Effect of Zn 2+/Zn layer on H 2 dissociation on Ruthenium (0001) surface: A first principles density functional study

Abstract

For the sake of improving the performance of Ru-based catalyst used in partial hydrogenation of benzene to cyclohexene, the effect of Zn 2+/Zn layer on the adsorption and dissociation of H 2 on Ru (0001) surface was investigated by applying density function theory (DFT) calculations. Calculation results show that the dissociation of H 2 occurs only after its being chemisorbed horizontally at atop site. Because of the influence of Zn 2+ on the electron delocalization between molecular orbit of H 2 and valence orbits of atop Ru atom, a remarkable increase in the H 2 dissociation barrier is noticed, which results in zones of sparse chemisorbed H around Zn 2+. Adsorbed Zn 2+ can be reduced by chemisorbed H, and the H 2 dissociation kinetics varies little in the presence of Zn atoms at adjacent sites. Split zones of chemisorbed H are formed at a high coverage of Zn layer.

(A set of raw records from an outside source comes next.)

PR #543, opened 2023-08-11
rewrite sync_users_oh to remove pandas and numpy

clarabakker:
Modified `sync_users_oh_check` and `sync_users_oh_status` to remove dependency on pandas (and also numpy). Updated lock file using `poetry update pandas`.

### DIFF
--- a/CHANGELOG.rst
+++ b/CHANGELOG.rst
@@ -7,6 +7,14 @@ foursight
 Change Log
 ----------
 
+3.6.4
+=====
+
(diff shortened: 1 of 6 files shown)


clarabakker:
Yes, tested with a small sample sheet to check the formatting and then with the actual sheet with the libraries removed/lock file updated and installed again. I ran both the check and action.

aschroed (approved):

dmichaels-harvard (approved):
Thanks!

The consecutive or synchronous hydrogenation of benzene is disturbed when benzene is adsorbed in zones of sparse chemisorbed H or split zones of chemisorbed H. It is therefore deducted that a high coverage layer of some transition metal atoms on catalyst surface should be helpful for maintaining the hydrogenation activity of the catalyst and improving the cyclohexene yield.